One post tagged with "kmp"

View All Tags

LeetCode 28: String Matching using KMP Algorithm

· 3 min read
Asif Rehan
Senior Software Engineer, ML Infra @ Ford Pro

Understanding the Problem

String matching is a fundamental problem in computer science. Given two strings - a "haystack" and a "needle" - we need to find if and where the needle appears in the haystack.

Naive Approach

The naive solution uses two pointers:

  • One for the "needle" string
  • One for the "haystack" string

Starting from each character in the haystack, we compare every character in the needle with the corresponding character in the haystack. If all characters match, we've found our solution. If any character doesn't match, we move to the next character in the haystack and restart from the beginning of the needle string.
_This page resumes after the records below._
PR #114, opened 2022-05-26
chore: Increase compatibility with Windows development environment

bajiu:
Modifying the webpack configuration file helps to debug all examples on windows


swederik:
Thanks!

This results in an O(mn) time complexity, where:

  • m = length of haystack string
  • n = length of needle string

The KMP Algorithm Solution

We can do better using the Knuth-Morris-Pratt (KMP) algorithm. This algorithm uses a clever technique called the prefix-suffix array, which helps skip parts of the haystack string that we already know won't match based on the pattern in the needle.

Key Benefits

  • Achieves linear O(m+n) time complexity
  • Uses extra memory for the prefix array
  • Significantly faster for large strings with repeating patterns

For a visual understanding of the algorithm, check out this excellent tutorial with animations on YouTube.

Java Implementation

Here's a complete implementation of the KMP algorithm:

public int strStr(String haystack, String needle) {
if (haystack == null || needle == null) return 0;
char[] text = haystack.toCharArray();
char[] pattern = needle.toCharArray();

if (pattern.length == 0) return 0;
if (text.length == 0) return -1;

int[] prefixSuffix = prefixSuffix(pattern);
int i = 0;
int j = 0;

while (i < text.length && j < pattern.length) {
if (text[i] == text[j]) {
i++;
j++;
} else {
if (j == 0) {
i++;
} else {
j = prefixSuffix[j-1];
}
}
}

if (j == pattern.length) {
return true;
}
return false;
}

int[] prefixSuffix(char[] pattern) {
int[] pre = new int[pattern.length];
pre[0] = 0;

int j = 0;
for (int i = 1; i < pattern.length; i++) {
while (j > 0 && pattern[i] != pattern[j]) {
j = pre[j-1];
}
if (pattern[i] == pattern[j]) {
j++;
}
pre[i] = j;
}
return pre;
}

Understanding the Implementation

Main Algorithm (strStr method)

  1. Initial null checks and edge cases
  2. Convert strings to char arrays for easier manipulation
  3. Generate the prefix-suffix array for the pattern
  4. Use two pointers to traverse the text and pattern
  5. Return true if the entire pattern is found, false otherwise

Prefix-Suffix Array Generation (prefixSuffix method)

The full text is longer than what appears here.